- WORK ITEM:
Search the listing below for lines that hold the word "expected", and report only how many there are.

==== THE INPUT

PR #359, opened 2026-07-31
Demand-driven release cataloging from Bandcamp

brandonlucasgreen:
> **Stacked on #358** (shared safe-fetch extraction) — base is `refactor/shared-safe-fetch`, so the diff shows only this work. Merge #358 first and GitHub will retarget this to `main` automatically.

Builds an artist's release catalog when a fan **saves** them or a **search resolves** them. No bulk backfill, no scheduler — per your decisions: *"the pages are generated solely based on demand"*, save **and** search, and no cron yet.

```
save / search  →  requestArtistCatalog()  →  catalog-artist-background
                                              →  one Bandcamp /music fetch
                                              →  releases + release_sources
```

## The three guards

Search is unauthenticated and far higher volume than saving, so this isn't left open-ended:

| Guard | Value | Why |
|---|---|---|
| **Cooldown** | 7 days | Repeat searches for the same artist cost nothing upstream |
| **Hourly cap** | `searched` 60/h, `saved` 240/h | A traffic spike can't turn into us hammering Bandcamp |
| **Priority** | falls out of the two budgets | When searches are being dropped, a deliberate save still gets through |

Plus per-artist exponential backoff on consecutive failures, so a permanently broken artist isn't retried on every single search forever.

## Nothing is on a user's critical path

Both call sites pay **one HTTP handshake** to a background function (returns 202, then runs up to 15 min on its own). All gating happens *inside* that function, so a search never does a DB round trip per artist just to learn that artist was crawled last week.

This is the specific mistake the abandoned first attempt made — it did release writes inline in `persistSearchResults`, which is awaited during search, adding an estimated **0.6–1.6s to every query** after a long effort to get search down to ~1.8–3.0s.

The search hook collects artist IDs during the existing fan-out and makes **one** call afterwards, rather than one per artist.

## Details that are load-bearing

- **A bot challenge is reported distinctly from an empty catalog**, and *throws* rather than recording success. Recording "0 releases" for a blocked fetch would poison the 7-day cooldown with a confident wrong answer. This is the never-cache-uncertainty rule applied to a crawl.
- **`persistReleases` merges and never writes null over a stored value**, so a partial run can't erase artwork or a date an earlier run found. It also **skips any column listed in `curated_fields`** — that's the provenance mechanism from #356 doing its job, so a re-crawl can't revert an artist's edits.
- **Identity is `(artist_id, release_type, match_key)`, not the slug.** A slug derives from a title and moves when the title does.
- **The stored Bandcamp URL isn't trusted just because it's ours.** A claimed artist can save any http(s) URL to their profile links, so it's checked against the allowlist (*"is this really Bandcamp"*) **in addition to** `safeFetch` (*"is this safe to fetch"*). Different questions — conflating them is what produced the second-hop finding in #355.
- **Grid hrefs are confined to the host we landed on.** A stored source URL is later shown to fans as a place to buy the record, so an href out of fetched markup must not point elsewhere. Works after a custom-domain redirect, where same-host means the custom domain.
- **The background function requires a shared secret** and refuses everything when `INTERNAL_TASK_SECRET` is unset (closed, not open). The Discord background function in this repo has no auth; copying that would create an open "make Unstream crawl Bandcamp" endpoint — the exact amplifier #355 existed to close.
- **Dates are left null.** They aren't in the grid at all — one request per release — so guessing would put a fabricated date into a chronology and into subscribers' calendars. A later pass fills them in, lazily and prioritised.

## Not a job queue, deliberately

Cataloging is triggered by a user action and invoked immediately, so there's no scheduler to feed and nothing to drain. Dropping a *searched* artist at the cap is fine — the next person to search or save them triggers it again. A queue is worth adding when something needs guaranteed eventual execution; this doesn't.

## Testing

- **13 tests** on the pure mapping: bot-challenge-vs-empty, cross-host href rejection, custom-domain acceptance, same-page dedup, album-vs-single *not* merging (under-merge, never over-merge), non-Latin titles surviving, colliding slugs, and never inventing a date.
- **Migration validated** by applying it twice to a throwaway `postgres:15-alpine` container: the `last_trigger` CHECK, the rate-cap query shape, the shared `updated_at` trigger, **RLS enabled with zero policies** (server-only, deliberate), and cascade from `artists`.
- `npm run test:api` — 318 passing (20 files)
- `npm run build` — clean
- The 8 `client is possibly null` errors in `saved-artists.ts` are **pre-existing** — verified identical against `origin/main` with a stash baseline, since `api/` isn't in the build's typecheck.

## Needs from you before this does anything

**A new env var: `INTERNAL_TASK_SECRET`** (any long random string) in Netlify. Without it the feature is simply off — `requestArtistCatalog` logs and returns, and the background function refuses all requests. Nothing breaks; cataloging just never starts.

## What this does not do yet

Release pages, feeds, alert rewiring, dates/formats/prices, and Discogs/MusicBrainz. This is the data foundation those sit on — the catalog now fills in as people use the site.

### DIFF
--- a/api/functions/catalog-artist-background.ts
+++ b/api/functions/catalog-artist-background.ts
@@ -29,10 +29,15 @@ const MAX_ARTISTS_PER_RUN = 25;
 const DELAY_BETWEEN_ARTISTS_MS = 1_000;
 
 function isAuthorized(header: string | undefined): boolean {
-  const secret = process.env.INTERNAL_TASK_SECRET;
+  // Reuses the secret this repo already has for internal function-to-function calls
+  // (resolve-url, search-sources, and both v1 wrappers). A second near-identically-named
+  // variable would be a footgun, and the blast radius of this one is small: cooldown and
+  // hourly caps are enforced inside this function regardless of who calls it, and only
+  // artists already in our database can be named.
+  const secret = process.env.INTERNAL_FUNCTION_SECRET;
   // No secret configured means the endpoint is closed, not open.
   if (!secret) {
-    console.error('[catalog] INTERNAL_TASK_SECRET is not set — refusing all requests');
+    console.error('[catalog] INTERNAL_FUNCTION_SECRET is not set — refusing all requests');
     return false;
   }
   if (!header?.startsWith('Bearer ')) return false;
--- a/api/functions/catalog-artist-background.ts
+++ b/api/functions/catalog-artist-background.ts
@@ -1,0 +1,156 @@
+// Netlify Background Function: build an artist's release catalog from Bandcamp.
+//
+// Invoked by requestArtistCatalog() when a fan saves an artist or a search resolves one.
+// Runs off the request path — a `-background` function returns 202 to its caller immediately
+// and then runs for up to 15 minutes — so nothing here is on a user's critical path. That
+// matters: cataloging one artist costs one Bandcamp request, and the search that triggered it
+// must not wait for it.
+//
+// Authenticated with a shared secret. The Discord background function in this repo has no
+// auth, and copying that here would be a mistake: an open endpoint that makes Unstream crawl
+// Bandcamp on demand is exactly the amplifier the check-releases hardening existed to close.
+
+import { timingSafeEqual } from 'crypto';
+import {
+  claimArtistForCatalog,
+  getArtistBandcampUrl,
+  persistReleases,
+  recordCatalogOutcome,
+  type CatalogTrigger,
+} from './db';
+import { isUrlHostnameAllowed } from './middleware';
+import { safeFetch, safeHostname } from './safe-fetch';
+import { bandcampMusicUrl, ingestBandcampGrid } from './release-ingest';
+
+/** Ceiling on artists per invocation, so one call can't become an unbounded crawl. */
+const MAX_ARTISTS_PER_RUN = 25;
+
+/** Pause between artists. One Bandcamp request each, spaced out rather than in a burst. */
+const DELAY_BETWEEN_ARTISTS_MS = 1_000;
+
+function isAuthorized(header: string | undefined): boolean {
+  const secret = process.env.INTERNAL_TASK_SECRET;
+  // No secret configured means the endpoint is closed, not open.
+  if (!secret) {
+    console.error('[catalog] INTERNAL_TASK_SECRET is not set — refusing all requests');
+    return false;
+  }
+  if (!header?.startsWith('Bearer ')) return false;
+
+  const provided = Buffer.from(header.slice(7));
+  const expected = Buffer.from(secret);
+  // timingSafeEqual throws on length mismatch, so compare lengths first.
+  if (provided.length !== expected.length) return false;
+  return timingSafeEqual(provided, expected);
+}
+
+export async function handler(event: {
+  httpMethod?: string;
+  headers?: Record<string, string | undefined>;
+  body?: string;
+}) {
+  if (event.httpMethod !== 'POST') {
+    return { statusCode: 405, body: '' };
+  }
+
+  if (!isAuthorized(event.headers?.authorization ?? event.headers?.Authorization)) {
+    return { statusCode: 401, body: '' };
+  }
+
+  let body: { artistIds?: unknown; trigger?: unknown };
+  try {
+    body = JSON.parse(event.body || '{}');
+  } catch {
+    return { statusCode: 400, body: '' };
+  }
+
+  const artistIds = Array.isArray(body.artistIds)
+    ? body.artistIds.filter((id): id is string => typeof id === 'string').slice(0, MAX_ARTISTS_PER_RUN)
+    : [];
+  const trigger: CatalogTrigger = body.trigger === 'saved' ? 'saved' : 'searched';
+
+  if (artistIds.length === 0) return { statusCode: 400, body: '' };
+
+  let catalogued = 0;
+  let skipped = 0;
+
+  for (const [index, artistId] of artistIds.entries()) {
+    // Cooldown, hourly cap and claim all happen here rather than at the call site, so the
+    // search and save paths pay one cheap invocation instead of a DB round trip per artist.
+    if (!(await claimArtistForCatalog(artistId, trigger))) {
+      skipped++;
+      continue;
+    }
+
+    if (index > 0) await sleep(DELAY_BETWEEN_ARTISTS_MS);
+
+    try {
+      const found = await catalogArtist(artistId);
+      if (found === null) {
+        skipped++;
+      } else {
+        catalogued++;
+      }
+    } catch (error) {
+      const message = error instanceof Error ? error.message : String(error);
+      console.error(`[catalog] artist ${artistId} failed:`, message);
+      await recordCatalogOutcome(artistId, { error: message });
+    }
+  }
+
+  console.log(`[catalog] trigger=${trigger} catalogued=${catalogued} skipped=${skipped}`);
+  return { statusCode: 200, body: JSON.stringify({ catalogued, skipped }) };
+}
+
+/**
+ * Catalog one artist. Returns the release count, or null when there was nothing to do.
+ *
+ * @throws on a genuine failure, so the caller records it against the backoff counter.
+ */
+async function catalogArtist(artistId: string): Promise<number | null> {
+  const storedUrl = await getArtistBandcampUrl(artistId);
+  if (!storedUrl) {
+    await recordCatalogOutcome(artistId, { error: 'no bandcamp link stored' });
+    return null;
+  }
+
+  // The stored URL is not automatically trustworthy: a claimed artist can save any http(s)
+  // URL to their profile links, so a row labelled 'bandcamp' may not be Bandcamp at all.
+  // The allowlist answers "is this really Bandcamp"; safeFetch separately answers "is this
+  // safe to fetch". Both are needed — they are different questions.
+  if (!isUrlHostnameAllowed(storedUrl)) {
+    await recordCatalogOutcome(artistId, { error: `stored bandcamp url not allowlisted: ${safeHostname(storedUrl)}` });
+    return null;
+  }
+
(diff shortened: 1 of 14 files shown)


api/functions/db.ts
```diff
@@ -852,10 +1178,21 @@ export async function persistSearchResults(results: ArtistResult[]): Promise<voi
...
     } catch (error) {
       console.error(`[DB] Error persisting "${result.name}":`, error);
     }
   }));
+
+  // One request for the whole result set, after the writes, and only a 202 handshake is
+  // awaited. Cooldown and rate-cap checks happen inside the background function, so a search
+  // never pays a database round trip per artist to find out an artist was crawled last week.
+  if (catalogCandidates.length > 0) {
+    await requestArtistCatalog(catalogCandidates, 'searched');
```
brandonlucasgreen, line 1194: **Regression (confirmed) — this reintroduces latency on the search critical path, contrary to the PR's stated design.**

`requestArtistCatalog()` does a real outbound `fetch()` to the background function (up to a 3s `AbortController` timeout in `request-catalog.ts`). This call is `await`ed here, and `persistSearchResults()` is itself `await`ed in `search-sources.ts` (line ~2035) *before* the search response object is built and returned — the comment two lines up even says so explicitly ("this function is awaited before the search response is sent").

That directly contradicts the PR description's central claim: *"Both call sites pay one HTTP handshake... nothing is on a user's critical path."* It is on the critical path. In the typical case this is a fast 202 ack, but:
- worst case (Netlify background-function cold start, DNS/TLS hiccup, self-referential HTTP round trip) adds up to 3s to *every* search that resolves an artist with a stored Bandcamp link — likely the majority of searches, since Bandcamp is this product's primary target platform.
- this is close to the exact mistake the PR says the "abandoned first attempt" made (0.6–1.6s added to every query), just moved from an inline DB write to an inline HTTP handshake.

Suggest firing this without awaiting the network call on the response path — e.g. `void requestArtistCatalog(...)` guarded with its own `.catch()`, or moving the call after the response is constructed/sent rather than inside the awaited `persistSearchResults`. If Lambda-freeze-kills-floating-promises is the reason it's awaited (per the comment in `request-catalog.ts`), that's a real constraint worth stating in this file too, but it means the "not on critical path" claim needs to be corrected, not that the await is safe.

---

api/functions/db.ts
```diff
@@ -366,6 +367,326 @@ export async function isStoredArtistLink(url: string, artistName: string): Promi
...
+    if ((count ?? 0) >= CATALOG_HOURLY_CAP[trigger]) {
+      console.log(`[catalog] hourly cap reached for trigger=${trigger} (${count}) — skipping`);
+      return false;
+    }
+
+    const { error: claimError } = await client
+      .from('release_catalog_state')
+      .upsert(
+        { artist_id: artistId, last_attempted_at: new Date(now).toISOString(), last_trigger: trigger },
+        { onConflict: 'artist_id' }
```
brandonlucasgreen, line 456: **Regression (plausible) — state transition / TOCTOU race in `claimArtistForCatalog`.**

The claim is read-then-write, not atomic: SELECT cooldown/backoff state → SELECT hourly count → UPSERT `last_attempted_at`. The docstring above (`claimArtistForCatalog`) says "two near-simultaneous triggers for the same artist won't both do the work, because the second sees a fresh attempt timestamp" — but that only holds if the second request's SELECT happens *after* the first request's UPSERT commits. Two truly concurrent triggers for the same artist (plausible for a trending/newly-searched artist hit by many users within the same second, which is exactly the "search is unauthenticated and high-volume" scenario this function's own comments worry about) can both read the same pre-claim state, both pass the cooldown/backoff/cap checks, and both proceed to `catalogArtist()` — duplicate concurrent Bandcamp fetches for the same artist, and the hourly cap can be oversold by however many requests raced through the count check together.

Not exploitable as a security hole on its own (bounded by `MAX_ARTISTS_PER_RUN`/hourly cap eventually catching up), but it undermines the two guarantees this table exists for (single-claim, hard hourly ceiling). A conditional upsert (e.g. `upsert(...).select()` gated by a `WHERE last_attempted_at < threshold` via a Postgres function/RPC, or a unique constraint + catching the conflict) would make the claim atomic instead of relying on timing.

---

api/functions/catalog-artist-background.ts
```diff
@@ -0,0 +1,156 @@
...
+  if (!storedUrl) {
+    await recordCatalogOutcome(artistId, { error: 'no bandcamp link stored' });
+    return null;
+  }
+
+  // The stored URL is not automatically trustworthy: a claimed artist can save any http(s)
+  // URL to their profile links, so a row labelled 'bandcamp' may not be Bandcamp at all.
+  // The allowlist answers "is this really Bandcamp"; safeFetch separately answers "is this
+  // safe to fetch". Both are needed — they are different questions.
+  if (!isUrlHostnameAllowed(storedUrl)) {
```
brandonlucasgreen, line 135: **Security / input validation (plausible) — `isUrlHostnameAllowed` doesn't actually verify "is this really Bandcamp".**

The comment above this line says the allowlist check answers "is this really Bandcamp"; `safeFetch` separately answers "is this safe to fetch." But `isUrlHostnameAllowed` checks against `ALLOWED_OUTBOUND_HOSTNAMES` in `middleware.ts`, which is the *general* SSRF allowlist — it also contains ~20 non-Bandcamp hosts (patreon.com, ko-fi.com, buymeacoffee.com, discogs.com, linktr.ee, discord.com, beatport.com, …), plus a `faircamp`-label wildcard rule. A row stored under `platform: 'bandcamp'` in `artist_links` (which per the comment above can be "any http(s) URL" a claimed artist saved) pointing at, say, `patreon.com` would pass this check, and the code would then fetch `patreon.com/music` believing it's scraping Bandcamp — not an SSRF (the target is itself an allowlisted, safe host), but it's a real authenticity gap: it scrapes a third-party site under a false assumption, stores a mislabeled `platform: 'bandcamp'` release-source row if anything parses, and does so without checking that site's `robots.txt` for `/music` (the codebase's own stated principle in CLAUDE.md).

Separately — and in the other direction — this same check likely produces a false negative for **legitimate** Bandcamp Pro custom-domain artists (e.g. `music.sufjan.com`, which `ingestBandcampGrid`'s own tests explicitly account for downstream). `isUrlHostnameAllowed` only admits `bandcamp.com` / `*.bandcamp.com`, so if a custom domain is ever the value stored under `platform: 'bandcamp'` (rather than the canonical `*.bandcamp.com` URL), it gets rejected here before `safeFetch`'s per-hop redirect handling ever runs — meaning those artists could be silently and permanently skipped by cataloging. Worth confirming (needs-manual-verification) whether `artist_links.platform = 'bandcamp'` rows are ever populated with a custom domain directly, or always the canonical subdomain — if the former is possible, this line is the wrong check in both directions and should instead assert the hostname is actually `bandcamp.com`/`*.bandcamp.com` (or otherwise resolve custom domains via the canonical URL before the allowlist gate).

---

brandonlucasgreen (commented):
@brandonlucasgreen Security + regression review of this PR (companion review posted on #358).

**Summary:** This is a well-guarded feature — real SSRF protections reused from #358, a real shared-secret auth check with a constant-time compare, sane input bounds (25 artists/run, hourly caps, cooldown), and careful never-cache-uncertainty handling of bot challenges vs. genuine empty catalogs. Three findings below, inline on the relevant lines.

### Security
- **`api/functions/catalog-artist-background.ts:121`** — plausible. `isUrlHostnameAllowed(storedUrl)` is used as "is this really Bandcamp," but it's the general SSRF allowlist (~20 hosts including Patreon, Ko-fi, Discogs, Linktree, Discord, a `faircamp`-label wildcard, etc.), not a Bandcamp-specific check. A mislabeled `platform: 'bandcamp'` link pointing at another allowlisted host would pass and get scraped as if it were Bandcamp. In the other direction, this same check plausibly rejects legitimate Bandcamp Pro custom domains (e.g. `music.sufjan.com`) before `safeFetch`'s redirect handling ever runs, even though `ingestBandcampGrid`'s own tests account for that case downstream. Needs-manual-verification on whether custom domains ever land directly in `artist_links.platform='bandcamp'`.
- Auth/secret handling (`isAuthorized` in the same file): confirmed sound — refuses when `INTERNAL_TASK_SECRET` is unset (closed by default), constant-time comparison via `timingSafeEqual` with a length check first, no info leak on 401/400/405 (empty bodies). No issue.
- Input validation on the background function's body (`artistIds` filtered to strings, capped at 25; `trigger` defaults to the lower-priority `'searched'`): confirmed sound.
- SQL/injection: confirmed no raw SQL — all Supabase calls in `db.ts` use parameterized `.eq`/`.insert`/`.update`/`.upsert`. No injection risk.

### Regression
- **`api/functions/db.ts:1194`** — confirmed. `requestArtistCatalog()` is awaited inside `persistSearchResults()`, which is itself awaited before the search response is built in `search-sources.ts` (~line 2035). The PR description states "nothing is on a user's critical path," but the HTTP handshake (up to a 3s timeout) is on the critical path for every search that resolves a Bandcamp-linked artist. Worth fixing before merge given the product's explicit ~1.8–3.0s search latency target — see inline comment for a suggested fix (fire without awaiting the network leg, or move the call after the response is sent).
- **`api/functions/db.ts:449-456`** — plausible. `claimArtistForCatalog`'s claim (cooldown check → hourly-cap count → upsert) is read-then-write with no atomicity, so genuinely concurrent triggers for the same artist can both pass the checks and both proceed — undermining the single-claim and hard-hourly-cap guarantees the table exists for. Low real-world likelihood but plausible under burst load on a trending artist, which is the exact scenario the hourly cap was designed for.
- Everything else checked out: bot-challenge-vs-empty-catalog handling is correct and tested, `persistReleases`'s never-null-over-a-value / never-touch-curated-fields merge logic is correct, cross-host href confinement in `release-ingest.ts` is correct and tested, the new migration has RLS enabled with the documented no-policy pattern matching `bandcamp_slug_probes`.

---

========

- SOLUTION:
3